His research concerns the molecular nature, biology and diseases of basement membranes (BM), a special compartment of the extracellular matrix. His group has cloned almost all human BM proteins and clarified the causes of many BM-associated diseases like Alport syndrome, congenital nephrotic syndrome, junctional epidermolysis bullosa and congenital muscular dystrophy, and studied matrix metalloproteinases, including the discovery and crystal structure of matrix metalloproteinase 2 (MMP-2).
Tryggvason has published over 400 research articles and book chapters. He is a member of the Finnish Academy of Sciences and the Swedish Royal Academy of Sciences, and has served as a member of the Nobel Assembly and Committee at the Karolinska Institute for 18 years. He has received international prizes like the American Society of Nephrology Homer Smith Award, the Louis-Jeantet and Anders Jahre Prizes in Medicine and Distinguished Scientist Award from the International Society of Matrix Biology. Tryggvason is a co-founder of BioLamina, Stockholm, that produces recombinant human laminins for cell biology and cell therapy research.

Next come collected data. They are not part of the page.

PR #586, opened 2023-08-31
Env variables names

### LINKED ISSUE #583: Naming of Environmental Variables
It's convention to have these prefixed with the project, e.g. `SIMTOOLS_DB_PORT`, `SIMTOOLS_DB_PW`

_Originally posted by @maxnoe in https://github.com/gammasim/simtools/pull/582#discussion_r1310482483_

orelgueta:
Fixes #583. 
By the way, one of the fixes, in `simtel_path_no_mock` is not really related to this PR and I am surprised that the tests passed before this fix. It might point to an issue somewhere but I couldn't find it. Maybe @GernotMaier would know.

### DIFF
--- a/.env_template
+++ b/.env_template
@@ -1,12 +1,12 @@
 # Template file for environment variables settings
 # Copy this file to '.env' and add the required
 # credentials for simulation model database access
-DB_API_PORT=27017 #Port on the MongoDB server
-DB_SERVER='cta-simpipe-protodb.zeuthen.desy.de' # MongoDB server
-DB_API_USER=YOUR_USERNAME # username for MongoDB: ask the responsible person
-DB_API_PW=YOUR_PASSWORD # Password for MongoDB: ask the responsible person
-DB_API_AUTHENTICATION_DATABASE='admin'
-SIMTEL_PATH='/workdir/sim_telarray'
+SIMTOOLS_DB_API_PORT=27017 #Port on the MongoDB server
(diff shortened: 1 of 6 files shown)


GernotMaier (approved):

GernotMaier:
On `simtel_path_no_mock` - it seems that in at least some of the test this is not necessary and `simtel_path` is enough. This can be understood, e.g. ./unit_tests/corsika/test_corsika_runner.py is not running simtools, so the empty string passed for simtel_path is rightly accepted.

GernotMaier:
@orelgueta  - forgot this: could you check also the github action workflows? We are also setting environmental variables there.

orelgueta:
> On `simtel_path_no_mock` - it seems that in at least some of the test this is not necessary and `simtel_path` is enough. This can be understood, e.g. ./unit_tests/corsika/test_corsika_runner.py is not running simtools, so the empty string passed for simtel_path is rightly accepted.

Yes but in `test_ray_tracing.py` we use the no_mock version so I am quite surprised that it worked thus far after changing to use dotenv. My current guess is that it worked on GitHub because it sets the env variables in a different way, but I didn't check this.

orelgueta:
> @orelgueta - forgot this: could you check also the github action workflows? We are also setting environmental variables there.

Right, I forgot about that. That hopefully will explain why the integration tests failed. Fixed now, hopefully tests will pass, in which case I will merge.

GernotMaier:
All good now; I think this is good to be merged.

orelgueta:
Thanks for the review and the hint about the workflows!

Tryggvason’s main current projects concern the production and characterization of recombinant human BM laminins and their role in stem cell culturing and differentiation. His group has developed fully human, chemically defined, reproducible methods for derivation and differentiation of pluripotent hES cells to cardiomyocytes, keratinocytes, photoreceptors and pancreatic islet cells that may pave the way for hESC-based therapies of related degenerative human diseases.